In the medieval period (1066-1500) the dominant form of land ownership was the manor, which was concerned with land, with rights and with civil administration. The manor is not the same as the village or the parish, in modern terms the manor was an estate of lands and buildings. In some places manors shared the same boundaries as parishes, but this was rare in the former Danelaw territories of the Midlands. As a result, there might be several parishes in a manor, or alternatively several manors within a parish. A manor might spread across more than one parish. It might be a single piece of land, or several fragmented pieces which were not physically connected.

We know from the Domesday Survey in 1086 that there were 4 separate land holdings across Great & Little Addington. We also know that there was a medieval manor house, perhaps on the site of an earlier Saxon hall that predated the existing manor house which was built in 1610. The manor house would have had fish ponds, a dovecote, stockyard, barns, granary, stables and other sheds for animals and equipment. We know that in Great Addington the Medieval Manor also had a mill.

The manor was an administrative and economic unit of landed estate, which included the demesne - the land used to supply food for the manor - which the lord farmed by paying wages or by requiring labour services. Produce of the demesne would be used to feed the lord and his family, while any surplus grain or livestock would be sold at the market. The rest of the land was farmed by tenants or used as common pasture and waste. Villagers occupied their lands in return for certain defined services to the lord, and freemen paid a nominal money rent to the lord. The system of labour services - known as feudalism - declined from the mid-14th century.

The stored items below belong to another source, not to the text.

PR #3825, opened 2017-09-06
[WIP] Prevent update of agentInstance with a stale runtime info

GaneshSPatil:
* There is a chance of a race condition between BuildAssignmentService.assignWorkToAgent and AgentInstances.updateAgentRuntimeInfo. Basically, BuildAssignmentService.assignWorkToAgent would assign some job say J1 to an agent A1. Immidiately after this AgentInstances.updateAgentRuntimeInfo updates the agentA1  to be idle. For Websocket enabled agents, the agent A1 would be considered for assignment again as the current status is idle. This causes cancellation of the job J1 that was assigned to the agent A1 moments ago. While this can happen on all instances, this is seen more often when the server is under heavy load and processing slowly.

* This commit attempts to record the AgentRuntimeInfo.lastUpdatedTime and uses that to discard updates if the reported runtime info is found to be older .


GaneshSPatil:
merging this as [PR build](https://build.gocd.org/go/pipelines/value_stream_map/trigger/1580) passed.

Issue #3814, opened 2017-09-04
Change logging framework from log4j 1.2


ketan:
##### Issue Type

- Feature enhancement

##### Summary

We've pretty much moved off log4j 1.2 to slf4j for the `Logger` interface, except for these 3 places:

- [`LogConfigurator`](https://github.com/gocd/gocd/blob/6aef9b9b1414cff903ac3b60826d012d52f2abe1/base/src/com/thoughtworks/go/logging/LogConfigurator.java)

    This one merely reloads the log configuration automatically when things change, something that comes out-of-the-box with log4j2 and logback

- [`DefaultPluginLoggingService`](https://github.com/gocd/gocd/blob/6aef9b9b1414cff903ac3b60826d012d52f2abe1/plugin-infra/go-plugin-infra/src/com/thoughtworks/go/plugin/infra/service/DefaultPluginLoggingService.java)

    Removing this would mean either:

    - (preferred approach) all logs go to the same file (`go-server.log`), probably with a marker containing the plugin ID

   -OR-

    - we can apply a NDC/MDC+filter to send plugin logs to a single `plugin.log` file

    For developers building plugins, they can always specify additional appenders to filter their own log files to help ease development. For end users wanting to diagnose problems they may either grep for plugin markers in the main log, or use a (temporary) appender for a specific plugin.

- [`AgentOutputAppender`](https://github.com/gocd/gocd/blob/6aef9b9b1414cff903ac3b60826d012d52f2abe1/agent-process-launcher/src/com/thoughtworks/go/agent/AgentOutputAppender.java)

    This currently uses log4j's `RollingFileAppender` because there's no other library (that I'm aware of) which offers a similar capability, but this can be replaced with another (custom?) implementation fairly easily without affecting any end-user configuration.

Since log4j1.2 has been EOL'ed for the past 2 years and we've suffered a few bugs to classloader leaks along with issues like [this](#3521).

The choice of logging frameworks leave us with 2 possible options logback(preferred) and log4j2, both of which will require a migration of the `log4j` properties that are shipped with GoCD. For most users who do not change these files, the change in the underlying framework will not affect an upgrade. For users who have customized the log4j.properties files for some reason, they will have to "migrate" over their changes to a newer (xml?) format that's compatible with log4j2 or logback.

[...]

PR #3831, opened 2017-09-06
Move over to logback (#3814)

ketan:


ketan:
TODO:

- [ ] verify effect of log level level changes on plugin logs
- [ ] verify log rotation
- [ ] verify `<include />` directive in log configuration
- [ ] verify if log files are being reloaded

varshavaradarajan:
As discussed - 
1. There is the cruise.config.dir and cruise.config.file system properties. Make use of one everywhere for consistency. This could go into https://github.com/gocd/gocd/pull/3822 after we find out the repercussions of getting rid of one of these system properties.  
2. Rename go.agentBootstrapper.log.dir and go.agentLaucher.log.dir to go.agent.log.dir
3. Check for the system property first and then the env vars as we intend to use the system property in the future in favor of environment variables.

ketan:
Documentation is over at https://github.com/gocd/docs.go.cd/pull/116

server/properties/src/config/logback.xml
```diff
@@ -0,0 +1,106 @@
...
+    xmlns="http://ch.qos.logback/xml/ns/logback"
+    xmlns:xsi="http://www.w3.org/2001/XMLSchema-instance"
+    xsi:schemaLocation="http://ch.qos.logback/xml/ns/logback http://ch.qos.logback/xml/ns/logback/logback.xsd"
+    debug="${gocd.server.logback.debug:-false}"
+    scan="${gocd.server.logback.scan:-true}"
+    scanPeriod="${gocd.server.logback.scanPeriod:-5 seconds}"
+>
+
+  <appender name="FileAppender" class="ch.qos.logback.core.rolling.RollingFileAppender">
+    <file>${gocd.server.log.dir:-logs}/go-server.log</file>
```
varshavaradarajan: This will be messed up on linux. It should be /var/log/go-server in linux. People only configure the gocd.server.log.dir if they don't want the default.

varshavaradarajan: Remember the logic in LinuxPackagingTask to replace logs with /var/log/go-server..?

ketan: I suppose you're hinting at setting `gocd.server.log.dir` somewhere in `server.sh`?

varshavaradarajan: Yep. If /var/log/go-server directory exists, then set this system property to /var/log/go-server

varshavaradarajan:
Got this on Windows - 
```
WARN   | wrapper  | 2017/09/13 22:12:18 | Unable to write to the configured log directory: logs (The system cannot find the path specified. (0x3))
WARN   | wrapper  | 2017/09/13 22:12:18 |   The directory does not exist.
WARN   | wrapper  | 2017/09/13 22:12:18 | Unable to write to the configured log file: logs\go-server-wrapper.log (The operation completed successfully. (0x0))
WARN   | wrapper  | 2017/09/13 22:12:18 |   Falling back to the default file in the current working directory: wrapper.log

```

ketan:
> Got this on Windows -
> 
> WARN   | wrapper  | 2017/09/13 22:12:18 | Unable to write to the configured log directory: logs (The system cannot find the path specified. (0x3))
> WARN   | wrapper  | 2017/09/13 22:12:18 |   The directory does not exist.
> WARN   | wrapper  | 2017/09/13 22:12:18 | Unable to write to the configured log file: logs\go-server-wrapper.log (The operation completed successfully. (0x0))
> WARN   | wrapper  | 2017/09/13 22:12:18 |   Falling back to the default file in the current working directory: wrapper.log

I suspect it's an existing problem and not something introduced by this change: https://github.com/gocd/gocd/blob/42e34bd327d415b4ea44f747f6980352c6532ac2/installers/go-server/win/config/wrapper-server.conf#L95-L96

varshavaradarajan:
Yes, it was introduced in 17.4.0 when we introduced the logs dir.

server/properties/src/config/logback.xml
```diff
@@ -26,63 +26,63 @@
 >
 
   <appender name="FileAppender" class="ch.qos.logback.core.rolling.RollingFileAppender">
-    <file>${gocd.server.log.dir:-logs}/go-server.log</file>
+    <file>${gocd.server.log.dir:-${GO_SERVER_LOG_DIR:-logs}}/go-server.log</file>
```
varshavaradarajan: Do we need to check for logs? That seems to be taken care of in `server.sh`

ketan: Yes, you always seem to keep forgetting windows installers and batch files.

varshavaradarajan: Oh, sorry. I didn't forget windows. I had had a conversation with @jyotisingh about making GO_SERVER_SYSTEM_PROPERTIES and GO_AGENT_SYSTEM_PROPERTIES on windows consistent with linux that would eliminate the need for this. That's another conversation. And another PR, if we ever get there.

installers/go-server/release/server.sh
```diff
@@ -78,14 +78,15 @@ SERVER_DIR="$(cd "$CWD" && pwd)"
...
-    STDOUT_LOG_FILE=go-server.out.log
-  fi
+if [ -d "${GO_SERVER_LOG_DIR}" ]; then
+  export GO_SERVER_LOG_DIR="logs"
+  mkdir -p "${GO_SERVER_LOG_DIR}"
+else
+  export GO_SERVER_LOG_DIR="/var/log/go-server"
 fi
 
+STDOUT_LOG_FILE="${GO_SERVER_LOG_DIR}/go-server.out.log"
```
varshavaradarajan: This is a breaking change for those using zip. They will have 2 go-server.out.log files. Do we have to give notice before doing it?

ketan: No notice is needed, I think. We can mention this change in the release notes.

agent-process-launcher/src/com/thoughtworks/go/agent/AgentOutputAppender.java
```diff
@@ -63,25 +73,33 @@ public void write(String line) {
...
     private static String getEffectiveLogDirectory(String file) {
-        String logDir = System.getenv(LOG_DIR);
-
-        if (isBlank(logDir)) {
-            return file;
-        } else {
-            return logDir + "/" + file;
+        String logDir;
+        // LOG_DIR is for backward compatibility with older linux installers which export `LOG_DIR`
+        logDir = System.getenv("GO_AGENT_LOG_DIR") == null ? System.getenv("LOG_DIR") : System.getenv("GO_AGENT_LOG_DIR");
```
varshavaradarajan: Don't we have to check for the system property first too?

agent-process-launcher/src/com/thoughtworks/go/agent/AgentOutputAppender.java
```diff
@@ -63,25 +73,33 @@ public void write(String line) {
     }
 
     public void close() {
```
varshavaradarajan: Seems like there are certain methods that can be pkg local

agent/resources/config/agent-logback.xml
```diff
@@ -0,0 +1,54 @@
...
+    xmlns="http://ch.qos.logback/xml/ns/logback"
+    xmlns:xsi="http://www.w3.org/2001/XMLSchema-instance"
+    xsi:schemaLocation="http://ch.qos.logback/xml/ns/logback http://ch.qos.logback/xml/ns/logback/logback.xsd"
+    debug="${gocd.agent.logback.debug:-false}"
+    scan="${gocd.agent.logback.scan:-true}"
+    scanPeriod="${gocd.agent.logback.scanPeriod:-5 seconds}"
+>
+
+  <appender name="FileAppender" class="ch.qos.logback.core.rolling.RollingFileAppender">
+    <file>${GO_AGENT_LOG_DIR:-${LOG_DIR:-${gocd.agent.log.dir:-logs}}}/go-agent.log</file>
```
varshavaradarajan: Change this to check system property first?

agent/resources/config/agent-logback.xml
```diff
@@ -0,0 +1,54 @@
...
+    <encoder>
+      <pattern>
+        ${gocd.agent.logback.defaultPattern:-%date{ISO8601} %-5level [%thread] %logger{0}:%line - %msg%n}
+      </pattern>
+    </encoder>
+
+    <rollingPolicy class="ch.qos.logback.core.rolling.SizeAndTimeBasedRollingPolicy">
+      <fileNamePattern>
+        ${GO_AGENT_LOG_DIR:-${LOG_DIR:-${gocd.agent.log.dir:-logs}}}/go-agent.log.%d{yyyy-MM-dd}.%i.gz
```
varshavaradarajan: Same as above

build.gradle
```diff
@@ -186,11 +186,17 @@ subprojects {
         runtimeClasspath += configurations.compileOnly
       }
       resources {
-        srcDirs = ['test-resources']
+        srcDirs = ['test-resources', rootProject.findProject(':test-utils').file("resource-include-in-all-projects")]
       }
     }
   }
 
+  task cleanLogs(type: Delete) {
```
varshavaradarajan: Why does this need to be a separate task? It can go in clean itself.

agent/build.gradle
```diff
@@ -55,7 +55,6 @@ clean {
   delete 'plugins_work'
   delete 'agent-plugins.zip'
   delete 'tfs-impl.jar'
-  delete 'logs'
```
varshavaradarajan: Why not delete logs? We do it for server.

common/test/unit/com/thoughtworks/go/domain/DownloadActionTest.java
```diff
@@ -16,10 +16,10 @@
 
 package com.thoughtworks.go.domain;
 
+import ch.qos.logback.classic.Level;
```
varshavaradarajan: Copyright

build.gradle
ketan: Since tests in each project generates a logs of its own, it's easier to add it to all projects, than to add `logs` to clean of each project.

agent/build.gradle
ketan: See `cleanLogs` task added to all projects.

There was a manor court to uphold the customs, rights, obligations, and rules which governed the manor, such as pasture rights, the maintenance of roads and bridges, resolved disputes over property rights, damage, trespass, debt and defamation, and also regulated local agricultural practices where this was appropriate. Punishments were imposed for failure to perform services or disputes, or simply failure to attend the court. Manor courts would be held at least once a year, and sometimes more often on large manors. The Court would have a jury, sometimes known as the homage, and anyone who was unable to attend had to pay a fine. Jurors were drawn from among the leading tenants, and they could demand that their lord carry out duties such as repairing the animal pound or repair the roads.

Some manors also had a court leet which dealt with community business such as nuisances or disputes; and dealt with local policing and more serious offences such as breach of the King’s peace. It was also responsible for regulating the price, quality and the measure of bread and ale.

During the Tudor period many of the civil administrative functions of the manor were transferred to the parish. As a result, from about 1600, the main benefits enjoyed by lords of manors were land (the ‘demesne’), sporting and mineral rights, and the revenue from tenants. The decline of the manorial system forced the Elizabethan central government to give civil responsibilities to the townships and parishes - care of the poor, maintenance of highways, law and order. Feudal tenures were formally abolished in 1660 and all remaining manorial rights in 1926

Village Life in 1086

Villages in the 11th century were comparatively undeveloped. Many were still little more than scattered hamlets, not yet settled into the nucleated pattern of the medieval village that we still see around us today. However, some settlements like Isham, Northamptonshire, had been replanned by the lord and peasants, with a green and a church in the centre, surrounded by houses, with arable land combined into two or three large open fields.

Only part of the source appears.